DATA PROVIDED:
————

PR #2337, opened 2022-01-27
make graceperiod configurable for container functions

### LINKED ISSUE #2284: Make graceperiod configurable for container functions

Fission version above 1.14.1

**Describe the bug**
We have added support for Container functions in 1.14.1. 
Currently, the grace period for container functions is hardcoded. We should make it configurable.
https://github.com/fission/fission/blob/76f51e977de9118494b74f929c383f1392f1d8b8/pkg/executor/executortype/container/deployment.go#L170

In the case of the pool manager and new deploy, the grace period is handled at the environment level.
Whereas for container functions we need to have it function pod spec.

**Expected result**
The grace period should be configurable for container functions.

**Additional context**
We can utilize [podspec.terminationGracePeriodSeconds](https://doc.crds.dev/github.com/fission/fission/fission.io/Function/v1@v1.15.0#spec-podspec-terminationGracePeriodSeconds) to accept user value for container functions creation/update and set it accordingly during function pod creation.

Something similar to https://github.com/fission/fission/blob/76f51e977de9118494b74f929c383f1392f1d8b8/pkg/executor/executortype/poolmgr/gp_deployment.go#L55

Users should be able to pass grace period value for container functions from function create/update CLI.
The value should be accepted for container functions only.

shubham4443:
## Description

Added flag to configure grace period while creating container functions.
For negative input I've given a warning. Let me know if you want to throw an error instead. 0 is a valid input according to this - https://doc.crds.dev/github.com/fission/fission/fission.io/Function/v1@v1.15.0#spec-podspec-terminationGracePeriodSeconds. Also in the same doc it says default is 30 seconds. I believe it is a typo mistake. Shouldn't it be 360 seconds?

Fixes #2284 

## Checklist:

### DIFF
--- a/pkg/executor/executortype/container/deployment.go
+++ b/pkg/executor/executortype/container/deployment.go
@@ -172,6 +172,9 @@ func (cn *Container) getDeploymentSpec(ctx context.Context, fn *fv1.Function, ta
 	}
 
 	gracePeriodSeconds := int64(6 * 60)
+	if *fn.Spec.PodSpec.TerminationGracePeriodSeconds >= 0 {
+		gracePeriodSeconds = *fn.Spec.PodSpec.TerminationGracePeriodSeconds
+	}
 
 	podAnnotations := make(map[string]string)
 
--- a/pkg/fission-cli/cmd/function/command.go
+++ b/pkg/fission-cli/cmd/function/command.go
@@ -167,6 +167,7 @@ func Commands() *cobra.Command {
 			flag.FnCfgMap, flag.FnSecret,
 			flag.FnExecutionTimeout,
 			flag.FnIdleTimeout,
+			flag.FnTerminationGracePeriod,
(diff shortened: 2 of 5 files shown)


sanketsudake (approved):

sanketsudake:
@shubham4443  https://doc.crds.dev/github.com/fission/fission/fission.io/Function/v1@v1.15.0#spec-podspec-terminationGracePeriodSeconds. grace period mentioned here is from podspec, which we inherit from Kubernetes PodSpec. We really dont have liberty to change it here in docs. As CRD definitions are generated from CRD types.

shubham4443:
> 

Understood. I have mentioned 6 mins as the default value while giving the warning message.

sanketsudake:
Thanks @shubham4443 for the PR 🎉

————

Report each line of the data in which "functions" occurs.

make graceperiod configurable for container functions
### LINKED ISSUE #2284: Make graceperiod configurable for container functions
We have added support for Container functions in 1.14.1. 
Currently, the grace period for container functions is hardcoded. We should make it configurable.
Whereas for container functions we need to have it function pod spec.
The grace period should be configurable for container functions.
We can utilize [podspec.terminationGracePeriodSeconds](https://doc.crds.dev/github.com/fission/fission/fission.io/Function/v1@v1.15.0#spec-podspec-terminationGracePeriodSeconds) to accept user value for container functions creation/update and set it accordingly during function pod creation.
Users should be able to pass grace period value for container functions from function create/update CLI.
The value should be accepted for container functions only.
Added flag to configure grace period while creating container functions.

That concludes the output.